## Problem to solve
Find every line of the records that has "icons" and return it.

## Provided records
☆ ☆ ☆ ☆ ☆ ☆ ☆

PR #218, opened 2016-10-13
Fixes #217, Manifest without icons fails to run Lighthouse

### LINKED ISSUE #217: Manifest without icons fails to run Lighthouse
Manifest without icons fails to run Lighthouse, for example:
https://housing.com/manifest.webmanifest

There is an unhandled error:
UnhandledPromiseRejectionWarning: Unhandled promise rejection (rejection id: 2): TypeError: Path must be a string. Received null

juliantoledo:


lib/pwa.js
```diff
@@ -278,12 +278,10 @@ exports._save = function(pwa) {
     })
     .then(savedPwa => {
       this.addPwaToCache(savedPwa);
-      this.updateIcon(savedPwa, pwa.manifest)
+      this.updateIcon(savedPwa, pwa.manifest);
+      this.updateLighthouseInfo(savedPwa)
```
andreban: The reason that updateLighthouseInfo is called on the .then part of updateIcon is to guarantee the order in which the steps are executed. Is this change needed to make it work? Or the code below alone should work?

juliantoledo: @andreban done

Issue #89, opened 2016-09-02
Add a build system to the project


andreban:
Add a build system such as `gulp` to the project. This will help avoiding things like:
- Adding express routes to serve js modules from node_modules, since the build can copy the files to /public
- Make it possible to use `sw-precache` for the static content

PR #219, opened 2016-10-13
Improve JS build process

ithinkihaveacat:
- Split out the gapi-related functions into a separate file
- Use rollup to remove unused code
- Babel instead of TypeScript to transpile JS
- Minify JS via uglify

Related to #89.


juliantoledo:
LGTM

☆ ☆ ☆ ☆ ☆ ☆ ☆

## Exercise result
Fixes #217, Manifest without icons fails to run Lighthouse
### LINKED ISSUE #217: Manifest without icons fails to run Lighthouse
Manifest without icons fails to run Lighthouse, for example:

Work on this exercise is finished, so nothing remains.